(Saved data entries)

===============

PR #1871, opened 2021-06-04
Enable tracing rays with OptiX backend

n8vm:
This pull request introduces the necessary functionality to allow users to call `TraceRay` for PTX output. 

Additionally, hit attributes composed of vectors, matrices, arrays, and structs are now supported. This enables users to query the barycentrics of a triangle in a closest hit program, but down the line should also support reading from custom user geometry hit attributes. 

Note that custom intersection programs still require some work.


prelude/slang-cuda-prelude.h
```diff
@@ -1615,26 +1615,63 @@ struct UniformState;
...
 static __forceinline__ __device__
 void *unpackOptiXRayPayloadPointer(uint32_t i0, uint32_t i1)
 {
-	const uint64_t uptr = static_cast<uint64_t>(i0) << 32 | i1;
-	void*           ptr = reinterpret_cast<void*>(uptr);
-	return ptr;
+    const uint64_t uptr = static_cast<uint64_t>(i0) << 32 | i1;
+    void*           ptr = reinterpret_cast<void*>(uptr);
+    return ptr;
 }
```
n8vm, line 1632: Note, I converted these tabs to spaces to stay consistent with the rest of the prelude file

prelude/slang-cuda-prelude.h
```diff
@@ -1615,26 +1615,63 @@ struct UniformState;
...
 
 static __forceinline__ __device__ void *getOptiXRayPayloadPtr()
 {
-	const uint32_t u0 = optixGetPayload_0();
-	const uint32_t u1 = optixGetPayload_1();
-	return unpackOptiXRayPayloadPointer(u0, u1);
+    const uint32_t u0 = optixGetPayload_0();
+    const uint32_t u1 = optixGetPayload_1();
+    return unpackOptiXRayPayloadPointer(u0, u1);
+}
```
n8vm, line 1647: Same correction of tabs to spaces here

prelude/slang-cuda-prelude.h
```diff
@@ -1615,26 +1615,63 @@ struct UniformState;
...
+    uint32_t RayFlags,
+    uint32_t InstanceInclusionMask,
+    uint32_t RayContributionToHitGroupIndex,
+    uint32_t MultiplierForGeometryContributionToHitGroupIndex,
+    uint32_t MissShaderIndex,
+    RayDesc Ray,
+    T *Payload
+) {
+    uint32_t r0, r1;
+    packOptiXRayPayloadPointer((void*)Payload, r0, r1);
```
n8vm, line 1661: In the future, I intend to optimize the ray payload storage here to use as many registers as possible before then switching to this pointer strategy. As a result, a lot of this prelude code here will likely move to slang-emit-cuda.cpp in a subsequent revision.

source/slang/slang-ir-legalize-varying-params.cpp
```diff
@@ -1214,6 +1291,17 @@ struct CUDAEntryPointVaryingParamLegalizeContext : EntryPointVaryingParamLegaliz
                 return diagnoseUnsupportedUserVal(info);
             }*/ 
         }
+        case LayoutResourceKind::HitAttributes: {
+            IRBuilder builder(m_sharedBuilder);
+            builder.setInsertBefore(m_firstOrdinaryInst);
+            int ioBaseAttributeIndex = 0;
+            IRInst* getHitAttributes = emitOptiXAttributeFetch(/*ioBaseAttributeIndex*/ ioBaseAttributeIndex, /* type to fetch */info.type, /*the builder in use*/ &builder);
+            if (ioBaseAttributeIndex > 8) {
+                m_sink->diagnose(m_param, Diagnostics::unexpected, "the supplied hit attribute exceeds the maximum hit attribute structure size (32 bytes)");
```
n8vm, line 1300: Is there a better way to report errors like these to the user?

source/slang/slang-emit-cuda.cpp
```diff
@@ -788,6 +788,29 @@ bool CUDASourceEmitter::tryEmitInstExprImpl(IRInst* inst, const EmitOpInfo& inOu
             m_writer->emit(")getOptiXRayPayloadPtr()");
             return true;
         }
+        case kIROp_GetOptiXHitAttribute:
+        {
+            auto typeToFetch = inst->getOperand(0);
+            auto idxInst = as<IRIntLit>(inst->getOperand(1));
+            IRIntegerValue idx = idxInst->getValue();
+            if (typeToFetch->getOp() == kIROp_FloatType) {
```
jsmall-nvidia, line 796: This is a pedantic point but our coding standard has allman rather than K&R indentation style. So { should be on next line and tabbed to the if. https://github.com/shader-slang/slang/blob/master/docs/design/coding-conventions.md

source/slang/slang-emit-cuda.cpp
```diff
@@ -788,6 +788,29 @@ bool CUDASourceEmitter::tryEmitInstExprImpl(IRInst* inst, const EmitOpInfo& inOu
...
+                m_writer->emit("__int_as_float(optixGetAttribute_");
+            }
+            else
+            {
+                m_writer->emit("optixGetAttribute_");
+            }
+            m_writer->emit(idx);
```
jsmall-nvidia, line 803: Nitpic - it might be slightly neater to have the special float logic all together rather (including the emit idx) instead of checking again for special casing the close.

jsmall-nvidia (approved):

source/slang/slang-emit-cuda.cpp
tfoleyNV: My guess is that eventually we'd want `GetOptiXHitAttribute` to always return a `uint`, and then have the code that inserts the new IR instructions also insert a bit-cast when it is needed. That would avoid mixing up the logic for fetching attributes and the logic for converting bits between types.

===============

§ Task brief: Lines from the records above that hold "Note" are the ones to list.

§ Answer section:
Note that custom intersection programs still require some work.
n8vm, line 1632: Note, I converted these tabs to spaces to stay consistent with the rest of the prelude file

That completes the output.